Last updated at 2020-12-22Posted at 2020-12-22

作ったもの

”iPhone擬似テルミン”
iPhoneに向かって手をかざすと、手の位置(正確には人差し指の位置)によって
鳴る音の高低/大小が変わる。
クリスマスということで、「きよしこの夜」っぽいものを演奏してみている。。。
難しい。。。

なんでこれ作ったの

家に楽器がなくて寂しい(実家にはピアノ/ギター/ドラム等沢山あった)
→iPhoneで音鳴らせば楽しいのでは❓
→この記事見るとiPhoneを楽器化できてる、でもテルミンって何
→テルミンの演奏動画
→めっちゃ音きれい、触らず音鳴ってすごい、擬似テルミン作ってみたい

どうやって擬似テルミン作るのか

この記事によれば、”テルミンは、縦のアンテナに手を近づけるほど高い音になり、水平のアンテナに手を近づけるほど小さい音になる” らしい。
iPhoneでテルミンっぽいものを作るなら、iPhoneの画面と手との距離で音を決定すればいいんじゃないか？ーー最初はそう思っていたが、難しそうなので断念した。
さてどうしようかと悩んでいたとき、WWDC20の中で、Vision Frameworkを使って手のポーズを検知するというのがあったのを思い出した。
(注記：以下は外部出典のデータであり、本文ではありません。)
PR #485, opened 2026-04-20
fix(get-winapp-path): fall back to global cache when local missing (#475)

### LINKED ISSUE #475: [Bug]: Get local Win App path returns path to directory that doesn't exist
### Describe the bug

Run locak version of get win app path:

Returns path `C:\Users\zteutsch\source\tauri-app\.winapp`

This folder does not exist.

### To Reproduce

1. Run `winapp get-winapp-path`
2.  Returns a directory that doesn't exist: `C:\Users\zteutsch\source\tauri-app\.winapp`

### Expected behavior

Should print a warning that there is no local winapp folder, show global location as fallback?

ie:

"There is no .winapp directory local to this directory, the global directory can be found at: <path>"

### Screenshots

_No response_

### OS Version and details

_No response_

nmetulev:
## Summary

Fixes #475.

Previously, winapp get-winapp-path (without `--global`) would print `<cwd>\.winapp` even when no local `.winapp` directory existed anywhere up the directory tree. Build scripts that consumed the output ended up pointing at non-existent folders, since installed packages had actually landed in the global cache.

## Behavior change

When the resolved local `.winapp` directory does not exist, the command now:

1. Emits a warning (`WinappDirectoryService` + `UiSymbols.Warning`) explaining that no local `.winapp` was found.
2. Falls back to the global cache path (`%USERPROFILE%\.winapp` by default).
3. Returns exit code `0` and prints the global path on stdout, so scripts continue to work.

When `--global` is explicitly requested but the global directory is missing, behavior is unchanged: the command still returns a non-zero exit code with an error.

## Repro (before fix)

```
PS> cd (New-Item -ItemType Directory ""C:\Users\nikolame\AppData\Local\Temp\repro-475-$([guid]::NewGuid())"")
PS> winapp get-winapp-path
C:\Users\me\AppData\Local\Temp\repro-475-...\\.winapp     # <-- non-existent
```

## After fix

```
PS> winapp get-winapp-path
WARN  No local .winapp directory found; falling back to the global cache at C:\Users\me\.winapp.
C:\Users\me\.winapp
```

## Implementation notes

- Switched the path emission in `GetWinappPathCommand` from `logger.LogInformation` to `IAnsiConsole.WriteLine` so the path is the only thing on stdout and is cleanly captured by tests via `TestAnsiConsole`. (Non-error log levels in `TextWriterLogger` use the static `AnsiConsole`, which bypasses both the injected writer and the DI `IAnsiConsole`, so they aren't visible to test assertions.)
- Added `GetWinappPathCommandTests` with three cases: local exists, local missing -> global fallback, `--global` missing -> error.

## Validation

- New tests: 3 passing.
- Full suite: 767/767 passing.
- Manual repro: empty temp dir prints warning + global path, `exit 0`.

Closes #475

### DIFF
--- a/src/winapp-CLI/WinApp.Cli/Commands/GetWinappPathCommand.cs
+++ b/src/winapp-CLI/WinApp.Cli/Commands/GetWinappPathCommand.cs
@@ -61,7 +61,12 @@ internal class GetWinappPathCommand : Command, IShortDescription
                     if (!winappDir.Exists)
                     {
                         var globalDir = winappDirectoryService.GetGlobalWinappDirectory();
-                        logger.LogWarning("{UISymbol} No local .winapp directory found; falling back to the global cache at {GlobalDir}.", UiSymbols.Warning, globalDir.FullName);
+                        // Write the warning to stderr so stdout stays script-friendly
+                        // (callers do `path = $(winapp get-winapp-path)`). Going through
+                        // ILogger.LogWarning would route via the static AnsiConsole and
+                        // pollute stdout (TextWriterLogger only sends >= Error to stderr).
+                        parseResult.InvocationConfiguration.Error.WriteLine(
+                            $"{UiSymbols.Warning} No local .winapp directory found; falling back to the global cache at {globalDir.FullName}.");
                         winappDir = globalDir;
                         directoryType = "Global (fallback)";
                     }
--- a/src/winapp-CLI/WinApp.Cli/Commands/GetWinappPathCommand.cs
+++ b/src/winapp-CLI/WinApp.Cli/Commands/GetWinappPathCommand.cs
@@ -52,12 +52,8 @@ internal class GetWinappPathCommand : Command, IShortDescription
                     winappDir = winappDirectoryService.GetLocalWinappDirectory();
                     directoryType = "Local";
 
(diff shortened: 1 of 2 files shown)


src/winapp-CLI/WinApp.Cli/Commands/GetWinappPathCommand.cs
```diff
@@ -50,6 +51,25 @@ public override Task<int> InvokeAsync(ParseResult parseResult, CancellationToken
                     // Get the local .winapp directory
                     winappDir = winappDirectoryService.GetLocalWinappDirectory();
                     directoryType = "Local";
+
+                    // #475: GetLocalWinappDirectory falls back to <baseDir>/.winapp when no
```
chiaramooney: Nit: do you want all of the comment information about what the broken state was before? Could start this comment at "Fall back to the global cache..."

chiaramooney (approved):

src/winapp-CLI/WinApp.Cli/Commands/GetWinappPathCommand.cs
nmetulev: done

PR #4, opened 2018-04-03
add welcome message test

vu3rdd:
Add a proper welcome message and a round-trip serialize/deserialize test.


warner:
Nice! Let's make most of the fields optional, since the server usually doesn't include a `motd` (and I think `server_tx` timestamps were a relatively late addition, so theoretically there could be an older server that doesn't include them). Is there a way to add a unit test that exercises the no-motd case?

I'll see about getting CI set up too.

warner:
but I'll land this now

PR #22, opened 2018-04-05
get started with nameplate state machine

vu3rdd:
Just started porting the _nameplate.py. Does this PR look like the way you want it to go? It is still a work in progress (I need to add more tests), but I thought of showing it to you to get a feel for the direction I am taking.

### DIFF
--- a/core/src/events.rs
+++ b/core/src/events.rs
@@ -100,7 +100,7 @@ pub enum Event {
     N_Lost,
     N_RxClaimed,
     N_RxReleased,
-    N_SetNameplate,
+    N_SetNameplate(String),
     N_Release,
     // O is for Order
     O_GotMessage,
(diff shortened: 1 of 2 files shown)


warner:
I"m so sorry, I just completely collided with your patch :(.

OTOH, I'd also broken it by rewriting the event-management enums, so it probably wouldn't have applied anyways :(.

But yes, that's the right direction. Take a look at what I wound up landing just now: I'm experimenting with switching on the state first (and the received message inside each individual do_state_123 method), and also with keeping the nameplate inside the State object rather than as a field of the Nameplate machine. That removes the need for an `Option<String>`, and it means you can't be in a state that's supposed to know the nameplate but not actually have one. There's still some boilerplate that we can probably get rid of, but so far it's not too bad.

The process() function now returns an `Events` object, which is basically a Vec of Event objects but it knows how to convert the thing you're adding into an Event, which reduces some of the boilerplate further. I also copied over a macro from the `vec![]` docs to make it easier to create these things all-at-once. I don't like the warning that I get when I actually use `vec![]` (which is a lot: there are plenty of state transformations which are entirely local to the one machine and don't emit any other events); something about that macro is incomplete.

vu3rdd:
No problem. I will study your changes.

PR #30, opened 2018-04-17
derive_phase_key: add a test and fix a bug (in that order)

vu3rdd:
The salt in the original code was an empty bytestring instead of an all zero bytestring.


warner:
BTW I filed https://github.com/RustCrypto/KDFs/issues/15 to see about changing the HKDF API to make it easier to omit the salt (using an `Option`).

Looks good, landing momentarily (with the save-a-copy change).

PR #33, opened 2018-04-19
Initial implementation of the 'send' machine

vu3rdd:
I am not sure about the way I am doing the `phase` increments during the `send` in the `boss` module. I carry the phase as part of certain states and do the increment only when we do the `send` call.

### DIFF
--- a/core/src/events.rs
+++ b/core/src/events.rs
@@ -31,7 +31,7 @@ pub enum BossEvent {
     Scared,
     Happy,
     GotVerifier(Vec<u8>), // TODO: fixed length (sha256)
-    GotMessage(String, String, Vec<u8>),
+    GotMessage(String, Vec<u8>),
 }
 
 #[derive(Debug, PartialEq)]
--- a/core/src/events.rs
+++ b/core/src/events.rs
@@ -118,21 +118,21 @@ pub enum RendezvousEvent {
 
 #[derive(PartialEq)]
 pub enum SendEvent {
-    Send(Vec<u8>),
-    GotVerifiedKey,
+    Send(String, Vec<u8>), // phase, plaintext
+    GotVerifiedKey(Vec<u8>),
 }
 use std::fmt;
 impl fmt::Debug for SendEvent {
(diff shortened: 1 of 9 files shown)


core/src/events.rs
```diff
@@ -118,21 +118,21 @@ pub enum RendezvousEvent {
...
+    GotVerifiedKey(Vec<u8>),
 }
 use std::fmt;
 impl fmt::Debug for SendEvent {
     fn fmt(&self, f: &mut fmt::Formatter) -> fmt::Result {
         match self {
-            &SendEvent::Send(ref s) => {
-                let p = String::from_utf8(s.to_vec());
+            &SendEvent::Send(ref phase, ref plaintext) => {
+                let p = String::from_utf8(phase.as_bytes().to_vec());
```
alex: You should be able to use `str::from_utf(phase.as_bytes())` and save a copy.

core/src/key.rs
```diff
@@ -125,19 +122,19 @@ impl Key {
...
-    fn sha256_digest(&self, input: &[u8]) -> Vec<u8> {
+    fn sha256_digest(input: &[u8]) -> Vec<u8> {
         let mut hasher = Sha256::default();
         hasher.input(input);
         hasher.result().to_vec()
     }
 
-    fn derive_phase_key(&self, key: &[u8], phase: String) -> Vec<u8> {
-        let side_bytes = self.side.as_bytes();
+    pub fn derive_phase_key(side: &str, key: &[u8], phase: String) -> Vec<u8> {
```
alex: `phase` really ought to be either an `&str` or an `&[u8]`. I suspect this will let you save a copy in the caller

core/src/events.rs
vu3rdd: Thanks @alex. Just pushed a couple of changes.

vu3rdd:
I pushed the `receive` machine also into this PR.

vu3rdd:
Thanks @alex.

warner:
looks good! I'm jazzed about the progress you're making!

PR #34, opened 2018-04-24
Collapse identical match branches into one

copyninja:
* Added increment_phase function to enum Boss::State to increase the
   u32 value which is used in "phase" key of the protocol.
 * Derive copy trait for Boss::State to allow copying values.


warner:
Looks good.. I added a "cargo fmt" patch to fix CI (we're checking format too). Will merge momentarily

copyninja:
Thanks. I normally format using my editor but I guess I forgot it on last one commit. Also I use rustfmt wonder what is different between them. Thanks!

PR #35, opened 2018-04-28
WIP: Parts of allocating code and wordlist

copyninja:
This branch initially started as InputHelper but later went into completing Lister Allocator and the PGPWordlist implementation. Allocator is not yet complete one missing part is choose words from wordlist. I'm just putting this PR to get some feed back on my implementation. Especially instead of panicing wrong events, I just loop back to same state etc.

Don't merge this yet I will notify once its complete.


warner:
I only got to take a brief look, but I like it. Two thoughts: let's make the wordlist one/two words per line, it looks like the entire file is just a single line right now. And let's triple-check that the RNG being used is a proper cryptographic one: it should just be pulling from /dev/urandom (or the platform equivalent); most languages I've seen use something weak by default.

copyninja:
OK Done fixed those. First I used thread_rng uses thread local storage, as per documentation it only uses /dev/urandom for reseeding once 32Kib of random data is consumed. So I switched to OsRng which uses /dev/urandom and getrandom system call on Linux and equivalent on other OS.

copyninja:
I think now its fairly complete I replaced manual setting of code with AllocateCode event and its sucessfuly getting a code generated from wordlist. I need to write a receiver to make sure Lister works or not

warner:
Oh BTW, not sure if it was clear, but to support alternate wordlists (different languages, etc), the actual wordlist is computed by the Nameplate machine (when it receives the name of the wordlist from the server), and passed into the Input machine. We only have the one wordlist so far, and the server doesn't provide any hints yet, but it might be good to make the GotWordlist event carry the list, instead of having it hardcoded into the Input machine.

warner:
also of course we should update the tests so they pass

warner:
Cool, I'll merge this now. A few notes for followup work:

* the `I_GotNamplates` event needs to include the actual nameplate list, so Input can offer it for completion.
* in `pgpwords.json`, can we sort the hashmap by index? It looks kind of random right now. Or, better yet, let's see if we can just have a list of 2-tuples (so I guess a `Vec<[String; 2]>` ?), and build the hashmap at runtime. I don't remember why I used a hex string as an index in the python form, but now it looks kind of weird to me. (maybe I just copied that structure from the warrenguy/javacsript-pgp-word-list code and it came that way).

copyninja:
@warner  I think PGP Wordlist is meant to represent the bytes as words as explained in [Wikipedia](https://en.wikipedia.org/wiki/PGP_word_list). So I think it should have bytes as key. And about sorting the word list, I actually dumped the python `raw_words` into file using json module and hence the random order. Of course we can manually create file by copying words from python.

Since it needs to represent bytes as key and word list I don't think we can represent it as vector and convert to hashmap. 
@vu3rdd  what do you think?

copyninja:
@warner I will look at I_GotNameplates and modify it as needed.

Issue #24, opened 2018-04-06
build InputHelper API


warner:
As described in #8, the tab-completion type-in-the-code API uses an object named the `InputHelper`. In the sans-io approach, this object will be defined (and owned) by the IO/API glue layer, but the Core will define some API input and output events to communicate with it.

The [Python API docs](https://github.com/warner/magic-wormhole/blob/0.10.5/docs/api.md#code-management) specify that you obtain a helper from the wormhole object with a synchronous function like`helper = w.input_code()`, and then defines the Helper's API as follows:

* `refresh_nameplates()`: requests an updated list of nameplates from the
  Rendezvous Server. These form the first portion of the wormhole code (e.g.
  "4" in "4-purple-sausages"). Note that they are unicode strings (so "4",
  not 4). The Helper will get the response in the background, and calls to
  `get_nameplate_completions()` after the response will use the new list.
  Calling this after `h.choose_nameplate` will raise
  `AlreadyChoseNameplateError`.
* `matches = h.get_nameplate_completions(prefix)`: returns (synchronously) a
  set of completions for the given nameplate prefix, along with the hyphen
  that always follows the nameplate (and separates the nameplate from the
  rest of the code). For example, if the server reports nameplates 1, 12, 13,
  24, and 170 are in use, `get_nameplate_completions("1")` will return
  `{"1-", "12-", "13-", "170-"}`. You may want to sort these before
  displaying them to the user. Raises `AlreadyChoseNameplateError` if called
  after `h.choose_nameplate`.
* `h.choose_nameplate(nameplate)`: accepts a string with the chosen
  nameplate. May only be called once, after which
  `AlreadyChoseNameplateError` is raised. (in this future, this might
  return a Deferred that fires (with None) when the nameplate's wordlist is
  known (which happens after the nameplate is claimed, requiring a roundtrip
  to the server)).
* `d = h.when_wordlist_is_available()`: return a Deferred that fires (with
  None) when the wordlist is known. This can be used to block a readline
  frontend which has just called `h.choose_nameplate()` until the resulting
  wordlist is known, which can improve the tab-completion behavior.
* `matches = h.get_word_completions(prefix)`: return (synchronously) a set of
  completions for the given words prefix. This will include a trailing hyphen
  if more words are expected. The possible completions depend upon the
  wordlist in use for the previously-claimed nameplate, so calling this
  before `choose_nameplate` will raise `MustChooseNameplateFirstError`.
[...]

PR #36, opened 2018-05-04
WIP: Input machine implementation

copyninja:
This is an attempt to port Input machine as per python magic-wormhole code. But this is not complete as it gave out several questions which needs answering.

1. We do not need another helper object as in python code, at least that is what I feel. One reason for this is unlike python code we only emit events and no IO is performed on our side. Also in python code helper is passed to rlcompleter class to trigger event that leads to return of completions. I think with some thinking we can do that in Input struct itself.
2. I've added 2 events specifically for tab completions this should be triggered only when user hits tab. But I'm unsure how we communicate back the results to completer. May be new IO Events?.

I looked at rustyline, which was suggested crate in one of the comments in #24. I see one possibility is to make Input machine implement the `Completer` trait and let it internally check for the state and depending on user input and state of the machine it returns appropriate results. This will avoid the tab completions to interact or affect the Input state machine itself.  But given that we follow sans-io approach relying on a specific I/O crate might not feel like correct. I also checked most other available crates for readline implementation and all of them needs implementation of trait like `Completer` in rustyline, only with different input and output value.

At the moment I'm bit lost. I've all what is needed to do the completion but I don't know how to really go further :-). 

@warner @vu3rdd can you please share your thoughts?.

### DIFF
--- a/core/Cargo.toml
+++ b/core/Cargo.toml
@@ -19,3 +19,4 @@ rustc-serialize = "0.3"
 [dev-dependencies]
 ws = "0.7"
 url = "1.7"
+rustyline = "1.0"
--- a/core/examples/readline.rs
+++ b/core/examples/readline.rs
@@ -8,8 +8,10 @@ extern crate ws;
 use magic_wormhole_core::{APIAction, APIEvent, Action, IOAction, IOEvent,
                           TimerHandle, WSHandle, WormholeCore};
 
-use std::cell::{RefCell, RefMut};
-use std::rc::Rc;
+use std::sync::{Arc, Mutex, mpsc::{channel, Sender}};
+use std::thread::{sleep, spawn};
+use std::time::Duration;
+
 use url::Url;
 use rustyline::completion::{extract_word, Completer};
 
@@ -18,12 +20,12 @@ const APPID: &'static str = "lothar.com/wormhole/text-or-file-xfer";
 
 struct Factory {
     wsh: WSHandle,
-    wcr: Rc<RefCell<WormholeCore>>,
+    wcr: Arc<Mutex<WormholeCore>>,
 }
 
 struct WSHandler {
     wsh: WSHandle,
-    wcr: Rc<RefCell<WormholeCore>>,
+    wcr: Arc<Mutex<WormholeCore>>,
     out: ws::Sender,
 }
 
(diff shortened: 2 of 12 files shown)


warner:
I'll add some thoughts to #24, I think that'll be the best place to design it. But yeah, the InputHelper will be an API-side object, communicating with our state machines through API/IO events, so it won't go into into the "core" crate.

copyninja:
@warner What do you think of my last 2 commits?. I read through your explanation on #24 but I found a bit simpler approach. Its not fully completed but I wanted to get your thoughts on this.

I've now a InputHelper object which works on InputHelperEvent (APIEvent). Main purpose of InputHelper is to stash the nameplates and wordlist. It also provides api to provide word completion and emits possible events to Input machine.  Main api which should be used by rustyline or similar library traits is `get_completions` in `Wormhole` object. This calls InputHelper's `get_completions` and processes all event before passing over result to app.

There are some pending things like what happens if the helper is called before actually machine is initialized etc but that can be fixed. And I'm also yet to write a example code on how to use this code from application side.

copyninja:
@warner I wrote down my idea of using inputhelper in readline.rs example. But at the moment it panics as it is hit by both completer and client trying to hold mutable reference, which you mentioned in the comment on #24.

copyninja:
So I handled the panic condition by using nested scopes to avoid trying to hold multiple mutable references. It looks quirky but I could only find this as the way. While trying to make that work I faced couple more issues one was the completer logic needs to handle sending out IOActions generated while trying tab completions (like TxList). This now I handled again looks to me like more of hack. 2nd was the breaking of words during hitting tab does not seem to be correct. I guess I need to use - as break character but not sure about it need to see how rustyline works. Third I need to use thread in readline examples to make sure taking input goes into separate thread as other messages does not get handled like nameplates from server etc. I'm not sure what other problems this will open, let me explore a bit more.

copyninja:
@warner Now code is able to make communication between core - input helper - app. My completion logic is flawed but still it can fetch list of nameplate from server and provide tab completion. I will look more into how to get code completion working in proper way.

warner:
Looks pretty good.. let's land this now and figure out the fixes later.

copyninja:
Thanks for merging this!. I think core part is fine just completion logic needs fixing. First I need to figure out how rustyline basically works and what BREAK_CHARS I need to use. I will look into those now and clean up warnings from code.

このフレームワークを使って、画面内の右手の人差し指のY座標を音の高低と対応させてみてはどうだろうか。両手をトラッキングするのは大変そうだから片手で音量も調整できるようにしてみようか？その場合、X座標を音の大小に対応させるとよいだろうか。
iPhoneから音を出すのは AudioKit が使えそうだ。

いざ実装

Vision FrameworkのHandPoseはiOS 14.0+なので、手元のiOS14のiPhoneで動くようにしていく。ほんとは画面がでかいiPadでやりたかったが、家にはiOS12のiPadしかなかったので断念した。
実装は大まかに分けて２ステップで終わりそうだ。
① アプリを起動したらインカメの映像がiPhoneの画面に表示されるようにして、インカメに映った右手の人差し指の座標を取れるようにする
② 右手の人差し指の座標を音の高低/大小に変換して、音を出す

①アプリを起動したらインカメの映像がiPhoneの画面に表示されるようにして、インカメに映った右手の人差し指の座標を取れるようにする

インカメで顔認識をするためのコードがこの記事に載っていた。手を認識できるようにするには、このコードの顔認識の部分を手認識に変更できれば良いわけだ。
手の認識については、Appleがデモアプリのコードを提供していたので、これを参考にする。このコードの人差し指をトラッキングする箇所だけ抜き出して、先述の顔認識の部分を手認識に書き換える。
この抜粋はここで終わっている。